Hydrocarbon resource, often abbreviated OOIP (Original Oil In Place) or OGIP (Original Gas In Place) is the foundation for estimating how much hydrocarbon will ultimately be recovered from the ground. In many reservoirs in-place volumetric calculations are used, along with recovery factors, to create reserve reports and full field development plans.
This week, we’ll continue to discuss resource assessment by taking a look at hydrocarbon saturation. After identifying the pore volume available to hold fluid, we can identify the percent of the pore volume that is oil or gas saturated. Water saturation is calculated as a percent or a decimal, and the inverse is taken as the oil (or gas) saturation.
To understand saturation, imagine traveling back in time to the birthplace of a rock.
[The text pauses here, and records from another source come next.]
PR #4007, opened 2019-05-12
fix(SUP 17081): undefined sources are added to sourceSelector menu as empty spaces

shalommeoded:
In some use cases, streamSelectors and ClosedCaption are rendering empty sources (undefined) as small empty spaces on the drop-down menu.

### DIFF
--- a/modules/KalturaSupport/components/sourceSelector.js
+++ b/modules/KalturaSupport/components/sourceSelector.js
@@ -142,9 +142,8 @@
                 this.getPlayer().mediaElement.removeSourceFlavor(sources);
             }
 
-			if( sources.length == 1 ){
-				// no need to do building menu logic. 
-				this.addSourceToMenu( sources[0], _this.getSourceTitle(sources[0]) );
+			if( sources.length == 1 && this.getPlayer().streamerType != "http" ){
+				// no need to do building menu logic.
 				return ;
 			}
 			// sort by height then bitrate:
--- a/modules/KalturaSupport/components/sourceSelector.js
+++ b/modules/KalturaSupport/components/sourceSelector.js
@@ -312,7 +312,7 @@
 			var _this = this;
 
             var sourceLabel = this.getSourceTitle( source );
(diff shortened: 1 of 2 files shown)


modules/KalturaSupport/components/sourceSelector.js
```diff
@@ -312,7 +312,7 @@
 			var _this = this;
 
             var sourceLabel = this.getSourceTitle( source );
-            if( $.inArray(sourceLabel, this.sourcesList) == -1 ) {
+            if( $.inArray(sourceLabel, this.sourcesList) == -1 && source.src !== undefined ) {
```
OrenMe: doesn't make a lot of sense - the issue is that we show the menu when there's adaptive stream with only one flavor.
We need to add a check for this and remove menu in this case.

modules/KalturaSupport/resources/mw.ClosedCaptions.js
```diff
@@ -1151,8 +1151,10 @@
             // Add text sources
             for (var j = 0; j < sources.length; j++) {
                 var src = sources[j];
-                this.addSourceButton(src);
-                items.push({'label': src.label, 'value': src.label});
+                if (src.label !== "") {
```
OrenMe: need to check why we get this source in Safari for this stream.
It has an empty captions text track.

modules/KalturaSupport/components/sourceSelector.js
```diff
@@ -142,9 +142,8 @@
                 this.getPlayer().mediaElement.removeSourceFlavor(sources);
             }
 
-			if( sources.length == 1 ){
-				// no need to do building menu logic. 
-				this.addSourceToMenu( sources[0], _this.getSourceTitle(sources[0]) );
+			if( sources.length == 1 && this.getPlayer().streamerType != "http" ){
```
OrenMe: Please explain the condition

shalommeoded: Sure, if the source length is 1 and if it's adaptive. 
If we are on progressive we don't add the "Auto" tag to he menu.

For example, consider a sedimentary rock deposited in a basin. Grains are transported downslope from carbonate rims and adjacent highlands. Organic matter from decaying plants and animals also drift to the basin floor. As the basin fills, the grains and organics are covered with an increasing load of sediment above, causing the grains to compact. Originally, the water saturation between the grains is 100%. As the grains are compacted and the rock becomes lithified, the pore space is diminished and some of the water is expelled. With the right amount of temperature and pressure, the organics are converted to kerogen, and eventually petroleum. The conversion of organics into the liquid phase increases the pressure in the rock and often induces fractures. Hydrocarbons escape (or migrate) to lower pressure reservoirs and displace some of the water in the rocks. Accumulations of hydrocarbon require a certain oil saturation in order for oil to flow economically. Understanding oil saturation variations is critical to the development of successful wells. Oil saturation cutoffs (economic thresholds) are dependent on wettability (whether oil, water, or gas adheres most strongly to the surface grains) and relative permeability (the flow preference of oil, gas, or water).
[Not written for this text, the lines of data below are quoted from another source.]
PR #4010, opened 2019-05-14
fix(FEC-9085): playState is marked as "paused" although playing

shalommeoded:
Added isIPad checker to the interface update, in case `EmbedPlayer.EnableIpadHTMLControls` config is set to false.

### DIFF
--- a/modules/EmbedPlayer/resources/mw.EmbedPlayerNative.js
+++ b/modules/EmbedPlayer/resources/mw.EmbedPlayerNative.js
@@ -1309,9 +1309,15 @@
 			}
 
 			// Update the interface ( if paused )
-			if (!this.ignoreNextNativeEvent && this._propagateEvents && this.paused || (mw.isIpad() && ( mw.getConfig('EmbedPlayer.EnableIpadHTMLControls') === true ))) {
-				this.parent_play();
-			} else {
+			if (mw.isIpad() && ( mw.getConfig('EmbedPlayer.EnableIpadHTMLControls') === true )) {
+				if (!this.ignoreNextNativeEvent && this._propagateEvents && this.paused ) {
+					this.parent_play();
+				}
+			}
+			if (!this.ignoreNextNativeEvent && this._propagateEvents && this.paused) {
+					this.parent_play();
+			}
+			else {
 				// make sure the interface reflects the current play state if not calling parent_play()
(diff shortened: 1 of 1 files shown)


modules/EmbedPlayer/resources/mw.EmbedPlayerNative.js
```diff
@@ -1309,7 +1309,7 @@
 			}
 
 			// Update the interface ( if paused )
-			if (!this.ignoreNextNativeEvent && this._propagateEvents && this.paused && ( mw.getConfig('EmbedPlayer.EnableIpadHTMLControls') === true )) {
+			if (!this.ignoreNextNativeEvent && this._propagateEvents && this.paused || (mw.isIpad() && ( mw.getConfig('EmbedPlayer.EnableIpadHTMLControls') === true ))) {
```
OrenMe: Why OR?

shalommeoded: Didn't wanted to remove the `EnableIpadHTMLControls` condition since I do not know what it does.
So I added the OR condition so we can enter this condition event if the `EnableIpadHTMLControls` is set to `false` and if we are using iPad.

Do you rather I will just separate the iPad conditioning to a different line?

OrenMe: As this condition should only be evaluated when we are on ipad then it's better separate it outside the if condition.
If we are not on iPad then always return true for it.

modules/EmbedPlayer/resources/mw.EmbedPlayerNative.js
```diff
@@ -1309,9 +1309,15 @@
 			}
 
 			// Update the interface ( if paused )
-			if (!this.ignoreNextNativeEvent && this._propagateEvents && this.paused && ( mw.getConfig('EmbedPlayer.EnableIpadHTMLControls') === true )) {
```
OrenMe: Why not just add a ternary expression before:
```javascript
var enableIpadHTMLControls = mw.isIpad() ?
  ( mw.getConfig('EmbedPlayer.EnableIpadHTMLControls') === true ) : true;

if (!this.ignoreNextNativeEvent && 
  this._propagateEvents && this.paused && 
  enableIpadHTMLControls) {
```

Saturation is usually mathematically modeled from an array of downhole logging tools. Resistivity is one of the key tools, because water and oil typically have a distinct resistivity response. We avoid swimming in electrical storms because water is conductive (or low resistivity). Oil and gas are not very conductive, having much higher resistivity. Saturation modeling is dependent upon the understanding of facies and porosity. There are also laboratory methods to measure saturation from core data, and logging models should be tied to core where possible.
Now that we have described pore volume and hydrocarbon saturation, we have defined the space available for hydrocarbons within the reservoir, a key component of resource assessment.